Torricelli's Law: Calculus problem hidden in the last blog post

I have despaired of anyone noticing it in the hovertext of the image so I’m putting it here:

Torricelli’s Law says that if there’s a hole with radius r at the bottom of a vat then fluid flows out at a rate of

1/2\tau r^2\sqrt{2gh}

where g is 9.81 \text{m}/\text{s}^2 and h is the depth of the hole. If the vat is a cylinder with height H and radius R, how long does it take for the vat to drain?

Drum roll… :drum:

Here’s my answer:

First, the volume of the partially-drained cylinder as a function of h is just the area of the base times the height:

V(h) = 1/2\tau R^2 h.

(By the way, \tau is 2\pi if you didn’t get the memo.)
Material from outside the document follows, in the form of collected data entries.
PR #276, opened 2023-11-25
Enhance `AssertSame`/`RefuteSame` to check for `object_id` comparison

fatkodima:
It is a very popular pattern:
```ruby
# bad
assert_equal(expected.object_id, actual.object_id)

# good
assert_same(expected, actual)
```

Tested on `rails/rails` codebase and got 11 offenses.

### DIFF
--- a/changelog/change_assert_same_check_object_ids.md
+++ b/changelog/change_assert_same_check_object_ids.md
@@ -1,0 +1,1 @@
+* [#276](https://github.com/rubocop/rubocop-minitest/pull/276): Enhance `AssertSame`/`RefuteSame` to check for `object_id` comparison. ([@fatkodima][])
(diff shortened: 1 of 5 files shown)


lib/rubocop/cop/mixin/assert_refute_same_helper.rb
```diff
@@ -0,0 +1,57 @@
+# frozen_string_literal: true
+
+module RuboCop
+  module Cop
+    # Provide a method to define offense rule for Minitest cops.
+    module AssertRefuteSameHelper
+      def define_rule(assertion_method)
+        class_eval(<<~RUBY, __FILE__, __LINE__ + 1)
```
koic, line 8: Since it's specialized for `Minitest/AssertSame` and `Minitest/RefuteSame`, there's likely no need for metaprogramming with eval.

fatkodima: But we define different things depending on where we use this method.

fatkodima: Updated.

koic:
Thanks!

PR #278, opened 2023-12-05
Make the RuboCop::Minitest::Test suite re-usable by gem consumers

DougEdey:
I've been writing custom cops for various jobs for a while now, but I've never had a consistent way to write tests for products that use minitest as the test suite (officially Rubocop only provides `rspec` helpers) , I started to look around to see what this Gem did and figured it would make sense to make `rubocop-minitest` provide a minitest class for others that write custom cops for their own code bases.

This does a couple of things

1. Makes a new `Rubocop::Minitest::Test` class that includes the code from `assert_offense` (I don't feel like it needs to be a module), and it also uses declarative testing for people to use.
2. I moved the "real" test suites in this gem to use the new base class, and kept the code blocks being tested as `Minitest::Test`
3. I added [declarative testing](https://api.rubyonrails.org/classes/ActiveSupport/Testing/Declarative.html) since all the test suites I've been in have it, where instead of using `def test_something_does_something...end` you can do `test "something does something" do...end` which makes it easier to read test names.

I tested this locally in an app of mine and it works great! So it can allow a consistent way for people to write custom cops and easily test them!

-----------------

* [-] Commit message starts with `[Fix #issue-number]` (if the related issue exists).
* [x] Added tests.


exterm:
This makes a lot of sense to me and I'd love to use it.

Earlopain:
If this is being exposed like this then I think it needs some documetation on how to pass global and cop specific config to a test.

See https://github.com/rubocop/rubocop-minitest/blob/b446022ea09b3f5558df9c0106c9e714c6fc1ec5/test/rubocop/cop/minitest/global_expectations_test.rb#L504-L513 and https://github.com/rubocop/rubocop-minitest/blob/b446022ea09b3f5558df9c0106c9e714c6fc1ec5/test/rubocop/cop/minitest/multiple_assertions_test.rb#L339-L343

lib/rubocop/minitest/support.rb
```diff
@@ -1,10 +1,259 @@
...
 
 require 'rubocop'
 require 'minitest/autorun'
 require 'minitest/pride'
-require_relative 'assert_offense'
+require 'rubocop/rspec/expect_offense'
+require 'rubocop/cop/legacy/corrector'
 
-Minitest::Test.include RuboCop::Minitest::AssertOffense
+module Rubocop
```
Earlopain, line 12: Usual capitalization for this is `RuboCop`

lib/rubocop/minitest/support.rb
```diff
@@ -1,10 +1,259 @@
 # frozen_string_literal: true
 
 # Require this file to load code that supports testing using Minitest.
+# rubocop:disable Metrics/ClassLength
 
 require 'rubocop'
 require 'minitest/autorun'
 require 'minitest/pride'
```
Earlopain, line 8: This should probably go when others are using this as well

lib/rubocop/minitest/support.rb
```diff
@@ -1,10 +1,259 @@
...
+        expected_annotations = RuboCop::RSpec::ExpectOffense::AnnotatedSource.parse(source)
+        actual_annotations = expected_annotations.with_offense_annotations(offenses)
+
+        assert_equal(source, actual_annotations.to_s)
+      end
+
+      def assert_offense(source, file = nil, **replacements)
+        setup_assertion
+
+        @cop.instance_variable_get(:@options)[:autocorrect] = true
```
Earlopain, line 144: If the testfile isn't named properly this results in a `NoMethodException`

lib/rubocop/minitest/support.rb
DougEdey: I don't follow, do you want me to remove this line entirely?

lib/rubocop/minitest/support.rb
DougEdey: Fixed, I made `setup_assertion` raise if there's no `@cop` defined.

DougEdey:
@Earlopain Updated the casing of `RuboCop`, updated the sample docs (both inline and `README.md`), handling the nil case for `@cop`

lib/rubocop/minitest/support.rb
Earlopain: If I decide to use this all my logs are suddenly absolutely fabulous since it includes the minitest pride plugin

DougEdey: Ok, I think I understand a bit better, I've moved it to the `test_helper`

lib/rubocop/minitest/support.rb
```diff
@@ -1,10 +1,269 @@
...
+    #   end
+    class Test < ::Minitest::Test
+      class << self
+        # Helper to define a test method using a String. Under the hood, it replaces
+        # spaces with underscores and defines the test method.
+        #
+        #   test "verify something" do
+        #     ...
+        #   end
+        def test(name, &block)
```
Earlopain, line 96: Where is this method coming from? I don't think it was here before, but if it was it seems out of scope to be part of this class

DougEdey: This is a new test method, I updated the PR description (I forgot to add it), it introduces [declarative testing](https://api.rubyonrails.org/classes/ActiveSupport/Testing/Declarative.html) since all the apps I've worked in have it in some form.

Instead of always writing

```ruby
def test_something_does_something
  ...
end
```

You can do

```ruby
test "something does something" do
end
```

Which in my experience is easier to read, and you can avoid confusion with `def test_my_method_with_underscores_in_the_name` and `test "my_method with underscores in the name"` which improves test readability to me

DougEdey: It doesn't replace the `def test_...` definitions but works along side

Earlopain: There are gems for that purpose, `minitest/spec` itself comes pretty close with its [it](https://docs.seattlerb.org/minitest/Minitest/Spec/DSL.html#method-i-it) method. If I want to use this test method I shouldn't also get methods to assert RuboCop cops. It would only be available when in that context anyways.

DougEdey: OK removed it /shrug

DougEdey:
Squashed commits and confirmed CI is passing locally

DougEdey:
@koic 👋 Could I ask for a review?

DougEdey:
@koic  it's been a while, but I'd still like to get this merged

Earlopain:
It's been a while since I last looked at this and this may be a dumb question to only come now but can you explain why this is needed?

Specifically I think there already exists what you are looking for: https://github.com/rubocop/rubocop-minitest/issues/155 and https://github.com/rubocop/rubocop-minitest/pull/156

https://github.com/rubocop/rubocop-minitest/blob/master/lib/rubocop/minitest/support.rb
There may be concern about it polluting the main test class but even then you can just make your own and mix that module in yourself.

koic:
The revised API name and implementation have been provided in #355, so I'll close this one. Thanks for the proposal.

PR #294, opened 2024-01-02
Raise an exception if tests or changelog generation fails

G-Rath:
I realised while working on my recent PRs that CI wasn't actually failing when `bundle exec rake [test]` reported errors - turns out that tests are being invoked by `system` which by default does not do any error handling; instead it sets `$?` to the exit code which can then be checked.

Ruby 2.6 added an `exception` option which when `true` causes `system` to raise an exception if the command exits with a non-zero code, making this very easy to address.

I've checked the codebase and confirmed these are the only uses of `system`.

-----------------

* [x] ~Added tests.~

### DIFF
--- a/Rakefile
+++ b/Rakefile
@@ -21,7 +21,7 @@ require_relative 'lib/rubocop/cop/generator'
 
 desc 'Run tests'
 task :test do
-  system("bundle exec minitest-queue #{Dir.glob('test/**/*_test.rb').shelljoin}")
+  system("bundle exec minitest-queue #{Dir.glob('test/**/*_test.rb').shelljoin}", exception: true)
 end
 
 desc 'Run RuboCop over itself'
--- a/Rakefile
+++ b/Rakefile
@@ -21,7 +21,9 @@ require_relative 'lib/rubocop/cop/generator'
 
 desc 'Run tests'
 task :test do
-  system("bundle exec minitest-queue #{Dir.glob('test/**/*_test.rb').shelljoin}", exception: true)
+  error_on_failure = ENV.fetch('ERROR_ON_TEST_FAILURE', 'true') != 'false'
+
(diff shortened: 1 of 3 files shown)


G-Rath:
Ok so it looks like the JRuby and "oldest supported RuboCop version" jobs are already failing which this change has revealed - I've added an env variable to control if test failures should actually be surfaced to use in those two jobs so that this PR can be landed as a dedicated change, and then those jobs can be addressed in their own dedicated PRs (since "mostly working CI" is better than "not working CI" and I have no context on either of the failures so expect they'll take more time to resolve).

I've kept this as a separate commit in case you want to do something different @koic 

Also it looks like `MultipleAssertionsTest#test_generates_a_todo_based_on_the_worst_violation` is flakey - I've confirmed this locally: running multiple times, every so often I get a failure with an incorrect todo count; again something to resolve in a dedicated PR - for now just rerunning that job for this PR should get it passing.

Rakefile
```diff
@@ -21,7 +21,9 @@ require_relative 'lib/rubocop/cop/generator'
 
 desc 'Run tests'
 task :test do
-  system("bundle exec minitest-queue #{Dir.glob('test/**/*_test.rb').shelljoin}")
+  error_on_failure = ENV.fetch('ERROR_ON_TEST_FAILURE', 'true') != 'false'
+
+  system("bundle exec minitest-queue #{Dir.glob('test/**/*_test.rb').shelljoin}", exception: error_on_failure)
```
koic, line 26: Is there any problem with always setting it to `true` for `exception` option?

```suggestion
  system("bundle exec minitest-queue #{Dir.glob('test/**/*_test.rb').shelljoin}", exception: true)
```

G-Rath: Yes, two of the jobs are currently failing and I think fixing them should be done in dedicated PRs - once they're fixed, this can then be set to `true`.

koic: Ah, OK. Let's merge this first 👍

PR #296, opened 2024-01-03
Don't use `test-queue` to run tests on JRuby because it doesn't support `fork`

G-Rath:
Follow up to #294

Currently this is aimed at being the most straightforward if probably slightly inelegant way to get tests running on JRuby - I assume there is probably a slightly cleaner way of invoking tests but I don't yet know what it is and `Rake::TestTask` was more than a few lines of code 😅

I think it would be worth considering having `test-queue` "support" JRuby by not using `fork` if that platform is detected or if you set `TEST_QUEUE_WORKERS` to 1 (or maybe 0?) as a way of making it easier to have a normalized way of invoking tests across different platforms like this; but it would also be equally valid I think for `test-queue` to say that's out of scope for the gem🤷 

-----------------

* [x] Added tests.

### DIFF
--- a/Rakefile
+++ b/Rakefile
@@ -19,11 +19,20 @@ require 'rubocop/rake_task'
 require 'rake/testtask'
 require_relative 'lib/rubocop/cop/generator'
 
-desc 'Run tests'
-task :test do
-  error_on_failure = ENV.fetch('ERROR_ON_TEST_FAILURE', 'true') != 'false'
+# JRuby and Windows don't support fork, so we can't use minitest-queue.
+if RUBY_ENGINE == 'jruby' || RuboCop::Platform.windows?
+  Rake::TestTask.new do |t|
+    t.libs << 'test'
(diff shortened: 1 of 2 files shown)


Rakefile
```diff
@@ -19,11 +19,20 @@ require 'rubocop/rake_task'
 require 'rake/testtask'
 require_relative 'lib/rubocop/cop/generator'
 
-desc 'Run tests'
-task :test do
-  error_on_failure = ENV.fetch('ERROR_ON_TEST_FAILURE', 'true') != 'false'
+# jruby does not support fork, so we can't use minitest-queue
+if RUBY_PLATFORM == 'java'
```
koic, line 23: Can you tweak it?

```suggestion
# JRuby and Windows don't support fork, so we can't use minitest-queue.
if RUBY_ENGINE == 'jruby' || RuboCop::Platform.windows?
```

koic:
Thanks!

The volume of an infinitesimally thin disk at height h is 1/2\tau R^2 dh.

If you divide that volume by the rate of change of the volume at that height, you get the amount of time it takes for that particular disk’s worth to drain. (Volume divided by volume-over-time = time.) And volume-over-time at height h is what we were given by Torricelli’s Law.

So we just need to sum up the amounts of time for all the disks as h goes from H to 0. (Or 0 to H, doesn’t matter.) Easy calculus problem! (Or extremely mind-bendingly hard problem without calculus. Calculus sure was a good idea. Thanks Newton and Leibniz!)

\int_0^H\frac{1/2\tau R^2 dh}{1/2\tau r^2\sqrt{2gh}} = \frac{R^2}{r^2\sqrt{2g}}\int_0^H\frac{dh}{\sqrt{h}} = \left. \frac{R^2}{r^2\sqrt{2g}} \cdot 2\sqrt{h} \;\right\rvert_0^H = \sqrt{\frac{2H}{g}}\left(\frac{R}{r}\right)^2

QED

(If you’re seeing this in email, the good stuff is in spoiler tags so I presume you’ll have to click through. This parenthetical will self-destruct.)

PS: Hmm, the spoiler tags are messing up the math! The fraction bars are missing. Maybe I’ll just stop with the spoiler tags… PPS: I’m now compromising and putting the main LaTeX part outside the spoiler tags.